• [TASK GOAL]: Reproduce the data in its entirety, exactly as supplied.
──────────────────────────────
PR #128, opened 2020-07-22
Homepage

Sami-2000:
Add a sign-up button,  'about us' section, and 3 basic user flows to the homepage.


Richie78321:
──────────────────────────────
• [REPLY]:
PR #128, opened 2020-07-22
Homepage

Sami-2000:
Add a sign-up button,  'about us' section, and 3 basic user flows to the homepage.


Richie78321:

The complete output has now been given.